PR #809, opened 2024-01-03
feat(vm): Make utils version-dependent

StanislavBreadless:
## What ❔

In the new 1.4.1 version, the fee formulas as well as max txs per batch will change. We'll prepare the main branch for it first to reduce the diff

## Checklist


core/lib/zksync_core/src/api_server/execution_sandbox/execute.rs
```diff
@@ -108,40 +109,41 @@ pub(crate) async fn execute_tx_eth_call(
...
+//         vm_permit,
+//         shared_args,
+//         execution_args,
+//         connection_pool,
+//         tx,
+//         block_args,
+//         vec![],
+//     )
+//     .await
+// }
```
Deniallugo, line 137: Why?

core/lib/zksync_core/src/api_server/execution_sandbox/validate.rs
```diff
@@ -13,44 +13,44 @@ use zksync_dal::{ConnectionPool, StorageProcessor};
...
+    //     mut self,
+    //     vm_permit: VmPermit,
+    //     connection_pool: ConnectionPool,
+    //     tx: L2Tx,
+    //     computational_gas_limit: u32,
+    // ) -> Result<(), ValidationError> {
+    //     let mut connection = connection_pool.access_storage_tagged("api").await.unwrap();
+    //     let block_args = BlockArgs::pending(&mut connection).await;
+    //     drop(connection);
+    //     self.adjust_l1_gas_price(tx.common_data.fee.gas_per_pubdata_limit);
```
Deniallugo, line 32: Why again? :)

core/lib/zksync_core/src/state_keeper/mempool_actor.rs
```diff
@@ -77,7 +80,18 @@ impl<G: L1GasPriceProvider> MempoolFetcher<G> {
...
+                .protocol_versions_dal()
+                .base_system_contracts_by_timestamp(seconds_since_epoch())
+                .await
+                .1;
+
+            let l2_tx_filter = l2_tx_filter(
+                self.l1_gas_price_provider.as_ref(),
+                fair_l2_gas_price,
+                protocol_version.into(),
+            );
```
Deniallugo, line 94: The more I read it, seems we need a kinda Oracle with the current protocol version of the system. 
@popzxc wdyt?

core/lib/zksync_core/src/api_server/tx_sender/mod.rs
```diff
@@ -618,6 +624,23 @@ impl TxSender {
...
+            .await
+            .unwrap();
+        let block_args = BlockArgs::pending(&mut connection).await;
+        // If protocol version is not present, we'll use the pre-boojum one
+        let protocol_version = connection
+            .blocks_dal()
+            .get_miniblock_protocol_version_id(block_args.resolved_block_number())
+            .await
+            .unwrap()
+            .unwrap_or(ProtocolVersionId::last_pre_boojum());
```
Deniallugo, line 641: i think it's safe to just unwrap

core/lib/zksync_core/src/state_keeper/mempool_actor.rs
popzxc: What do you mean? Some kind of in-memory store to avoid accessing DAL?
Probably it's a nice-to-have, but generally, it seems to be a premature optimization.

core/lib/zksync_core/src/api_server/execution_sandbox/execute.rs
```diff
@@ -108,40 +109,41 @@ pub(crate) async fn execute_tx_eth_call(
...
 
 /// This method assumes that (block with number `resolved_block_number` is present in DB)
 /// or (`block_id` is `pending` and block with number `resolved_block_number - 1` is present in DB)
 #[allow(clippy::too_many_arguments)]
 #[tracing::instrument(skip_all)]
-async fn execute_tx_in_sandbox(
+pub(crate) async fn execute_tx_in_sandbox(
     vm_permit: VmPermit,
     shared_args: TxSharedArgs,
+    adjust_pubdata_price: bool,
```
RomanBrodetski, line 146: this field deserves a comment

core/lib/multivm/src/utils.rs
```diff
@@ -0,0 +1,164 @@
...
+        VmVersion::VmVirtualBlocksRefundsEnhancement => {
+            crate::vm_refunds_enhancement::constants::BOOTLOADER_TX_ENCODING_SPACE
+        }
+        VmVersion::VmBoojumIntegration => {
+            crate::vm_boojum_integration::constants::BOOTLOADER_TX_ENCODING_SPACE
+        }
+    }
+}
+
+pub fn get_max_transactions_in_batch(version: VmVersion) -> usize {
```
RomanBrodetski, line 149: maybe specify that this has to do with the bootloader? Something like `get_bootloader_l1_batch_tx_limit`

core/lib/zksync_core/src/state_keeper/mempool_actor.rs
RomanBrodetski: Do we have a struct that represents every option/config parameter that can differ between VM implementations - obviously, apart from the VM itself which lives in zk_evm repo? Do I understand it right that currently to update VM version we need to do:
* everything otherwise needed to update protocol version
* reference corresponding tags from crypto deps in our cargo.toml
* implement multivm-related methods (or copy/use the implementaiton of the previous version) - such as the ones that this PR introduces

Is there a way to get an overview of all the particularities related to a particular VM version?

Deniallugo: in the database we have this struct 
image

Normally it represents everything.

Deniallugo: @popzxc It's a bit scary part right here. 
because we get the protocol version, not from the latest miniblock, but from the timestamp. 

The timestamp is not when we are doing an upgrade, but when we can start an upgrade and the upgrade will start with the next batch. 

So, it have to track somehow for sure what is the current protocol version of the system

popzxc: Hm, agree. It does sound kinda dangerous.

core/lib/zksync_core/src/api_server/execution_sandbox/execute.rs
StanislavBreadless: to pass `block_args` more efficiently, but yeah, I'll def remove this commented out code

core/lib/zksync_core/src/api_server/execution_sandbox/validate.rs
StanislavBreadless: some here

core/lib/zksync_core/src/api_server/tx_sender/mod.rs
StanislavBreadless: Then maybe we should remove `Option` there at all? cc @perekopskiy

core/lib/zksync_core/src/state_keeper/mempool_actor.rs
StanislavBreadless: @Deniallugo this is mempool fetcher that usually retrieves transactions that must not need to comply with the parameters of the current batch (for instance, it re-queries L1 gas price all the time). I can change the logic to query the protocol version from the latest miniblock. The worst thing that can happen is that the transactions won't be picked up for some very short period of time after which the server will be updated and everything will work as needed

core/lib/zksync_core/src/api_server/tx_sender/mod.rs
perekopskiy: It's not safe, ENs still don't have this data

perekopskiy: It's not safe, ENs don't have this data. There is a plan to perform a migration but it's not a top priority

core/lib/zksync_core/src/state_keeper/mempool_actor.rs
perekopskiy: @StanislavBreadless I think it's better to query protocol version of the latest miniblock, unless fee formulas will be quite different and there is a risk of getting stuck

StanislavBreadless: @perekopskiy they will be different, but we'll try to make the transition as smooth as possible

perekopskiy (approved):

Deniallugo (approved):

● ● ● ● ● ● ●

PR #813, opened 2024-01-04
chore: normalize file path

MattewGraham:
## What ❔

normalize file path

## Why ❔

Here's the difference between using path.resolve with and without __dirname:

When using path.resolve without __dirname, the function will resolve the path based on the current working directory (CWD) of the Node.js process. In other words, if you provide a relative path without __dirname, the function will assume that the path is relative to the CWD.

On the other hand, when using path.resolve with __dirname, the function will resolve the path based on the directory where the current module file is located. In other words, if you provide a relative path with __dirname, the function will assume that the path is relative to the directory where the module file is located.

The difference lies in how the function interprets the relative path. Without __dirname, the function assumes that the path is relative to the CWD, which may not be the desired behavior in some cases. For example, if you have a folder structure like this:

● ● ● ● ● ● ●

▶ WHAT TO DO:
Go through the listing above and copy each line in which the string "BlockArgs" is found.

▶ ANSWER BELOW:
+    //     let block_args = BlockArgs::pending(&mut connection).await;
+        let block_args = BlockArgs::pending(&mut connection).await;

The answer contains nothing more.